The Tower Garden Comes to Galilee Ministries of East Charlotte
"The harvest is food.
The harvest is people.
The harvest is community building and strengthening.
The harvest is what Galilee is known for…feeding people and growing food."
- Joanne Stevenson Jenkins, Galilee Ministries of East Charlotte, Co-Chair Board of Directors
From its inception, Galilee Ministries of East Charlotte has been dedicated to serving their local neighbors, providing a welcoming place of learning, service and fellowship and serving as a meeting place for refugees, immigrants and other residents of the city. Galilee Ministries hosts a variety of nonprofits, providing vital services to the community, including English classes, citizenship classes, life skills classes, after-school programs, a food pantry, gleaned fresh vegetables and a culinary certificate program.
This spring, they are adding the Galilee Tower Garden to their offerings, bringing together people from various races, ethnicities, cultures, faiths, socio-economic backgrounds and ages for bridge building with the community. The planned activity for the Tower Garden is to bring people together to seed, water, attend and harvest fruits and vegetables grown in hydroponic gardens (a.k.a. tower gardens). Tower gardens are used to grow a variety of fresh, nutritious fruits, vegetable and herbs using light and water and without soil. Tower gardens will complement the Galilee Community Garden, an edible garden, grown outdoors in the soil.
Why garden without soil? Many in urban and local communities are from areas that are food deserts with little to no access to fresh or affordable produce. Galilee’s Tower Garden is an opportunity to close this gap by teaching people to plant, grow and harvest their own food. The vision is that as a community, all will share together, learn together as they grow together, share stories together, harvest together, eat together, share recipes together and relate to each other. There will even be opportunities to sell produce at farmers’ markets and to learn about financial literacy and sustainability.
The Tower Garden project will have its public launch at the Galilee Center later this spring. Galilee will partner with Ramona Big Eagle, an environmental engineer and cultural educator, of the Tuscarora Nation of North Carolina. Big Eagle will host nutritional sessions at Galilee Center and teach the refugee, migrant, immigrant community and neighbors in East Charlotte to plant, grow and reap the produce from the tower gardens.

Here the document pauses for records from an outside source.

PR #6466, opened 2024-09-29
Fix Ythotha being able to move backwards

lL1l1:
## Issue

Ythotha can walk backwards (with 2.5 speed at that) which is obviously overpowered and also looks very weird.

https://github.com/user-attachments/assets/0f12a23d-e2c9-4ee6-8391-00605244a5e6

Set its reverse speed to 0 so it cannot walk backwards.

Spawn it and confirm it cannot walk backwards when given move orders near close behind it.
```
   CreateUnitAtMouse('xsl0401', 0,    0.00,    0.00,  0)
```

## Additional context

`BackUpDistance` gets a default value from the engine, but I'm not sure how it is calculated, so I didn't add a comment in the annotation about it.

## Checklist

### DIFF
--- a/changelog/snippets/balance.6466.md
+++ b/changelog/snippets/balance.6466.md
@@ -1,0 +1,2 @@
+- (#6466) Fix Ythotha being able to walk backwards.
+  - `MaxSpeedReverse`: 2.5 -> 0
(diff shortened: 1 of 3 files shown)


Basilisk3 (approved):
Tested and works. This is an important change, as the bug makes the Ythotha too powerful. Setting the `BackUpDistance` to `0` also fixed the bug for me, but I am not sure if it is the preferred solution.

lL1l1:
`BackUpDistance` being set to 0 like with monkeylord still allows walking backwards because it will try to do a backwards 3 point turn (move backwards while turning to 90 degrees, then move forwards while turning to 180 degrees). Abusing that maneuver behavior, you can give move orders on opposite sides behind the monkeylord to make it walk backwards, it just needs constant micro.

PR #6467, opened 2024-09-30
Fix a crash if a unit has an enhancements table but not an intel table

The-Balthazar:
Fixed a crash if a unit has an enhancements table but not an intel table.

### DIFF
--- a/changelog/snippets/fix.6467.md
+++ b/changelog/snippets/fix.6467.md
@@ -1,0 +1,1 @@
+- (#6467) Fix a crash during blueprint loading if a unit blueprint has an enhancements table but not an intel table.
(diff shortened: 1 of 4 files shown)


Hdt80bro:
Incoming PR's need to be pointed at `develop` now!

Garanas:
And originate from `develop` 😃 !

lL1l1:
Reported on [Discord](https://discord.com/channels/197033481883222026/832710161847287819/1290246295998562386)

Was caused by #4576 I think, since it was bit unexpected for a unit to have no intel at all.

lL1l1 (approved):

PR #6468, opened 2024-10-01
Increased Jester Agility

RabidPope:
Increased acceleration, making the unit more responsive to direction changes.
Also increased circle strafing radius to stay out of t1 mex vision more reliably.

Tested to see that it will still stay in range of a fast moving ground target.


clyfordv (approved):
Tested, changes are good, unsure why the draft conversion check failed

BlackYps:
Still needs to discussed with the balance team

Rhaelya:
The balance team has found the changes not that interesting beyond the idea of a small T1 gunship being more agile than other gunships.

PR #6470, opened 2024-10-03
Implement basic gesture detection to delete commands

Garanas:

Adds a basic gesture detection to allow you to delete commands while in command mode. This is in particular useful when you do not use hotkeys. Often I find myself in the situation that I miss placed a build order. When you do not use hotkeys, this looks like:

- (0) Miss click a build order.
- (1) Right click to cancel command mode.
- (2) Right click to remove the build order.
- (3) Move mouse to the correct build icon and left-click it.

In particular, step 3 can be time consuming. With this feature it can be simplified to:

- (0) Miss click a build order.
- (1) Rage-move the mouse across the build order until it disappears.

And problem solved. See it also in action:

https://github.com/user-attachments/assets/687aceb0-7522-4172-bbbe-106da39a7c5d

All is tested during development. All the code is annotated. Debugging is in particular trivial since it requires no reloading of the game - see also the nice trick with using `OnDirty` and `OnReload` of the module 😃 ! 

## Additional context

Requires https://github.com/FAForever/FA-Binary-Patches/pull/90, which is available on the FAF Develop game type. To test this pull request you'll need to start a lobby using the FAF Develop game type to retrieve the correct executable.

With thanks to @4z0t for his time and effort.

## Checklist

### DIFF
--- a/engine/User.lua
+++ b/engine/User.lua
@@ -7,6 +7,7 @@
 ---@field targetId? EntityId
 ---@field blueprintId? UnitId
 ---@field commandType number
+---@field commandId number
 
 ---@alias SubmergeStatus
 ---| -1  # submerged
@@ -480,7 +481,7 @@ end
 
 ---
 ---@param key string
----@return string[]
+---@return string
 function GetOptions(key)
 end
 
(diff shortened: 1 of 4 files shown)


Garanas:
I've turned this into a UI mod, see also:

- https://github.com/FAForever/fa-gesture-delete-command

vjt4:
Sorry to necro this, but what is the hot key called to undo the most recent green highlight building thing (blueprint)

PR #6476, opened 2024-10-12
Readjust the Cybran ACU's Nanite Torpedo upgrade

Basilisk3:
When the Nano-Repair upgrade was introduced to the Cybran ACU, the `MuzzleSalvoSize` of its torpedo upgrade was nerfed to prevent the combination from being too oppressive. Unfortunately, this change resulted in the torpedo upgrade being weak even against lower quantities of torpedo defenses since a single anti-torpedo projectile can negate 500 damage. To alleviate this issue, the torpedo upgrade now launches `3` instead of `2` torpedoes, but at a slightly lower DPS. Additionally, as with most other Cybran torpedo launchers, the damage is now dealt in multiple pulses.

**Cybran Armored Command Unit (URL0001):**
  - Nanite Torpedo Launcher
    - Damage: 500 --> 60 (DoTPulses: 5)
    - MuzzleSalvoSize: 2 --> 3
    - DPS: 250 --> 225

## Checklist


lL1l1:
After #6457, the DoT time should be 0.4 to match other Cybran torpedoes.

Basilisk3:
Approved by the Balance Team.

PR #6477, opened 2024-10-14
Add `SimUtils` `DrawBone` function

lL1l1:

- 314f7ed4cfcc86b5432308a8e72a491aeaa76c48 Corrects the annotation for `Entity:GetBoneDirection`, as it returns the direction vector and not the roll pitch and yaw of the bone.
- 3a99a93de9da39c653f95983ff098f5c15444ed0 Adds a `DrawBone` function to SimUtils which is practically identical to how the engine displays bones with `ren_showskeletons`.
  - This change depends on https://github.com/FAForever/fa/pull/6438.

Used the DrawBone function in a thread for a unit and made sure it is identical to the engine's version when the unit is moving around.

## Checklist


lL1l1:
Not sure if `VectorCross(v1, v2)` or `v1 * v2` is more efficient.

Garanas (approved):
Function works as advertisement. Out of curiosity, you are aware of this keybinding:

image

That achieves the _exact_ same result, but for all bones:

image

lL1l1:
> Adds a DrawBone function to SimUtils which is practically identical to how the engine displays bones with ren_showskeletons.

Yes I'm aware. I made draw bone for drawing bones that aren't shown by the skeletons, specifically the weird extra bones on collision beams. It was also an exercise with `GetBoneDirection`.

PR #6485, opened 2024-10-20
Shader rework

BlackYps:
Depends on #6452, so the diff will be misleading until that one is merged.

Now every shader is capable of using the new, better way of calculating the water absorption. The only requirement is that the light multiplier is bigger than 2.1. This is good, because the mesh shader doesn't know what terrain shader is in use and has worked like this before. This could lead to unfitting results, if the light multiplier was big enough, but a terrain shader was used that only supported the legacy water calculation. This is now fixed.

I also made the decals able to use pbr light calculations. Now they behave consistently like the ground they are on. (Also the map editor does this automatically and we can't prevent it, so it helps the editor produce results that are consistent with the game.)
We could also do this for splats, I haven't decided on that yet.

“At the Galilee Center we provide a sacred place of welcome and belonging,” said Faith Hamilton, interim executive director. “The Tower Garden provides an ecologically centered welcome experience with our partners and new friendships so that we can care for our earth together as one. What we gain from this project will be, in every way, a sacred harvest. We thank the Universal Institute for Successful Aging of the Carolinas and Ramona Moore Big Eagle for selecting the Galilee Center to be a home for the tower gardens.”
Galilee’s hope for the Tower Garden is that it will educate and encourage new ways of growing food and learning about healthy nutrition that “benefit the earth and its inhabitants” and embody our call to love God and our neighbors.